チューリッヒは、インズウェブや価格.com、NTTイフなどの一括見積りサイト経由で申込んだ場合には、TVCMでやっているような無料ロードサービスは一切ないので注意が必要だ。
チューリッヒは、一括見積りサイトでは価格を安く見せるために「ネット専用自動車保険」というロードサービスが無料セットされていない商品を販売しているが、 そのことに気づかず、テレビCMのようなサービスを期待してしまうと痛い目にあう。
<テレビCMのような無料ロードサービスが必要な場合は、チューリッヒ社の公式サイトから加入する必要があるが、保険料は一括見積りサイトの「ネット専用自動車保険」より高くなっている。

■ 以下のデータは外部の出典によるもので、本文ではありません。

PR #868, opened 2018-12-29
Update node and npm version requirements and fix travis builds

nerrad:

Travis is failing because it's installing version `6.5.0.next.0` for the builds (that's included with the latest version of node) and this fails the npm version check that happens pre-build. To fix this, I just needed to specify the npm version to install.  As a part of this, I've switched to following what WP (via gutenberg config) is setting for minimums (currently node v10, npm v 6.0.0) as this is updated by simply updating the `@wordpress/wp-scripts` package (which also exposes the check-engines script to use).

As a part of this pull I also bumped up the required npm and node version in our package.json.  There's been a number of updates since that was originally set 

## How has this been tested

* [ ] Verified locally and via travis

## Checklist

* [ ] My code is tested.


nerrad:
Ooops, `wp-scripts check-engines` is in an unreleased (next) version of the `@wordpress/scripts` package so I've reverted back to using `check-node-version` for now.  We can switch to `@wordpress/scripts check-engines` once that is released (see #869)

その他の会社は拠点数ではJAFを基準に考えると、最も数が少ない三井ダイレクトでも3,300とJAFを上回っておりどの会社でも基本的には問題ないと思われる。

むしろ、無料のレッカー距離数が重要である。
一般的に無料距離数を超えた場合の1キロあたりの単価は600円程度であり、仮に10キロ超過すると6000円自己負担となってしまう。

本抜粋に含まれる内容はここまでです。